Tout cela donne un spectacle fort plaisant, avec un astucieux décor unique qui représente un palais oriental avec colonnades et portes situées côté cour et côté jardin, mais aussi en fond de scène. Des lanternes viendront s’y ajouter, de remarquables lumières soulignant une atmosphère proche d’un conte des Mille et Une Nuits. Les costumes sont chatoyants et ébouriffants, à la limite du kitsch, mélangeant des éléments où voisinent un habit extravagant pour Xerxès, une sorte de poupée de chiffon pour Romilda, une charrette multicolore poussée par Elviro et gorgée de fruits et de fleurs, et la présence anachronique, peut-être un peu contestable, de fusils pour les gardes. On ne peut s’empêcher d’apprécier un certain goût pour le luxe, qui est à son apogée dans une robe vraiment baroque, portée par Adelanta. L’œil est sans cesse sollicité par des trouvailles bienvenues, même si l’on peut être réservé pour celle qui consiste à figer un bref instant, puis à libérer les personnages, par un claquement de mains, pendant qu’un autre prononce un aparté. Le processus est répétitif et finit par agacer.
Nonobstant ce léger désagrément, le jeu des protagonistes est convaincant, varié et en situation.
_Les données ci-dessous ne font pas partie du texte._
PR #866, opened 2016-04-16
Fix for CoderDojo/community-platform#932

DanielBrierton:
Problem arose when you delete all the text from either input field on the time picker. The time picker returns null in this scenario, which when wrapped by moment results in "Invalid Date", which is from then on used as the basis for any time/date updates. The only way to kick out of this is to refresh the page.

I couldn't find any tests around this, but if there are some, point me in the right direction and I'll be happy to update them.

### DIFF
--- a/web/public/js/controllers/dojo-event-form-controller.js
+++ b/web/public/js/controllers/dojo-event-form-controller.js
@@ -79,6 +79,9 @@
   }
 
   function fixEventTime(newTime, date){
+    if (!newTime) {
+      return date;
+    }
     newTime = moment.utc(newTime);
     date = moment.utc(date);
     return moment.utc([ date.get('year'), date.get('month'), date.date(),


Wardormeur:
We have e2e tests (https://github.com/CoderDojo/cp-e2e-tests) but they're far from being up to date, so dw 
Will test today, thanks for this one, was looking the wrong way :+1:

DanielBrierton:
Cool, will check the e2e tests today. I've been wanting to try out Nightwatch for a while now, so this is as good an excuse as any.

Wardormeur:
Date value need to be also checked as when you modify post-null date, the old value of the watcher is still null

DanielBrierton:
I'm not sure I follow. A default value is set for fixedStartDateTime/fixedEndDateTime from the very start, and the only way those variables were becoming invalid was when newTime was null when calling fixEventTime. Now that fixEventTime just returns the existing fixedStartDateTime/fixedEndDateTime if newTime is null, fixedStartDateTime/fixedEndDateTime never get to an "Invalid Date" state.

If we were to check date in fixEventTime for future robustness' sake, what would we then return? I guess we could pass the defaultEventTime/defaultEventEndTime into the method when we call it and return that if both date and newTime are null.

Maybe I'm just misunderstanding your comment? Sorry if I am.

Wardormeur:
You're goddam right. I was trying with your changes deactivated, but since you return the new value as old value, it can only go wrong if the original date is wrong (which shouldn't happen)
As for a better return value, considering you're not able to submit the form without a value, which then is normally changed by the user manually, I think we don't really care :p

Sur le plan vocal, le contreténor Carlo Vistoli est vraiment excellent, dès l’Ombra mai fu initial ; il le sera tout autant à la fin de l’Acte III pour Lasciatemi morir, stelle pietate. Timbre expressif, sens des nuances, clarté de la diction, chant équilibré, une réussite pour ce rôle de Xerxes. A ses côtés, Ekaterina Protsenko en Amastre et Carolina Lippo en Romilda sont convaincantes, même si cette dernière a l’un ou l’autre moment inégal. On saluera la prestation de la soprano albanaise Dioklea Hoxha en Adelanta ; d’aucuns la trouveront quelque peu exubérante, c’est affaire de goût, mais c’est un aspect que nous apprécions. Il suffit d’écouter son air Voi mi dite che non l’ami à l’Acte II pour découvrir un tempérament. Les autres protagonistes pratiquent la dérision sous-jacente qui traverse l’œuvre dans l’esprit global de commedia dell’arte voulu par Leo Muscato.
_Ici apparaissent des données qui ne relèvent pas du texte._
PR #873, opened 2016-04-26
User public view

butlerx:
add banner to say profile is public and add toggle to show what profile looks like publicly

### DIFF
--- a/web/public/templates/profiles/general-info.dust
+++ b/web/public/templates/profiles/general-info.dust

En fin de compte, cette parodie aux faux airs historiques suggère des situations enlevées, bien servies par une conduite d’acteurs virevoltante que permet le décor, portes accessibles à tous les moments. Cette soirée est très plaisante, menée avec vitalité par le chef d’orchestre livournais Federico Maria Sardelli (°1963), fondateur de l’ensemble Modo Antiquo, qui fait étalage de son plaisir de jouer. Un divertissement de qualité, qui méritait bien d’être proposé en première vidéographique mondiale.